Now the issue I'm most concerned about: Since I got Charlie last April, he has been a little bit skiddish (sp?) around men and small children if we met someone outside. He has NEVER bitten or lunged at anyone; however, he has let out low growls and lowered his head almost as if he is afraid. I have always tried really hard not to 'console' hime or reinforce this behavior by petting him, talking baby talk to him, etc. I've always just tried to take on an attitude that everything is fine and nothing's to be scared about. Eventually, he's gotten better about meeting new people outside. But, in the house is a totally different story. He has become almost like a guard dog. He barks and growls if he hears any noises outside. If anyone new comes to the door, he will growl at them for several minutes after they come in. But then, once they've been there a bit, he warms up to them and wants pets and attention.  I have noticed he is much worse with new men than women or children. With the latter, he might growl for 10 seconds but that's it. I have resorted to putting him in his crate when new people come over (if he keeps up the growling) because I know that it frightens others. He is fine in his crate. 

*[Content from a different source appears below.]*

PR #12069, opened 2020-04-09
Don't link user in markdown code blocks - Fixes #[11504]

### LINKED ISSUE #11504: @username inside markdown code backticks should not be converted to link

He was doing this when I lived in Nashville (with 2 roommates) but it's gotten worse since moving home with my mom and stepdad (long story for another time). I definitely notice a trend with him... when we first moved in at mom's, he was calm and very passive for about the first day or so. Then he started ramping up the "territorialism." Same thing happened when I took him with me to an overnight stay at my younger cousin's apartment. At first, he seemed okay, but by that night, he was barking and growling at every little noise outside. And when her boyfriend came over ( that he'd never met ), Charlie barked and growled for several minutes until finally we put him in his crate. What I noticed though, was that when Nicholas (my cousin's boyfriend) started play wrestling a little bit with my cousin, Charlie got up in his crate and started growling again. 

I guess I'm not THAT upset that he growls and is a little bit of a guard dog. BUT, I AM upset that I can't give him a command that tells him "settle down, it's OK, there is no danger here." What is the right approach in this kind of situation?? 

Thanks!!!! 
Candace


----------



## RedDogs (Jan 30, 2010)

1) He's afraid. His ducking away didn't make things go away so he's increased the intensity of his "go away" signals. We need to respect those and also help teach him that if he is anxious people WILL respond. (If he is looking stressed, a stranger should NEVER go closer to him).
2) I would crate him before people come over, don't give him a chance to be afraid/growling. Crate him with a great chew when others are expected. Get everyone on the same page so even if you aren't there, he is not having a bad time.
3) Find a good professional to help you... easier said than done. If you have access to a board certified veterinary behaviorist, that could be a good route, or send me a PM and I'll help you find an appropriate professional in your area.
4) Do everything you can to keep him from being in situations where he is afraid. We need to teach him that the world is a good place, and that he doesn't have to be afraid.... but in the meantime, until the training becomes effective....we don't want to accidently make things worse.
5) DO NOT have strangers look at him, approach him, touch him, or feed him. We do NOT want to increase his stress about strangers.
6) Get him used to loving frozen-stuffed kongs. Once he is doing well with this when no one is around, we can do some additional exercises.
7) Off property leash walks. Daily, if not more often. Chagne your route, do different things.
8) Spend some time teaching him tricks and response to basic cues so that you have a way to communicate to him and so that he can communicate to you.


----------



## Ranger (Nov 11, 2009)

Ditto to what reddogs said. My brother's dog (also turning 2) is getting more territorial as well. He's gone from a passive, friendly puppy to borderline fear aggressive and in the past few months is starting to get territorial. His main issue is lack of exercise/socialization. SO we've put him on a schedule and he gets out for at least an hour walk in the morning, before he has time to start staring out the window and letting out little growls at the people he sees walking by. I think a huge issue for Blue at least, is that he rarely leaves his property. He gets his big morning walk (with backpack) first thing in the morning and has been learning tricks for when people comes to the door to help occupy his mind instead of "who is this?!". He's getting better and better and he now gets to go to a quiet off leash park a few blocks away and he's been a champ meeting people. He's getting to the point now where he goes up to meet them for pets and cookies! Still working on the at-home issue but the progress we've seen is amazing. 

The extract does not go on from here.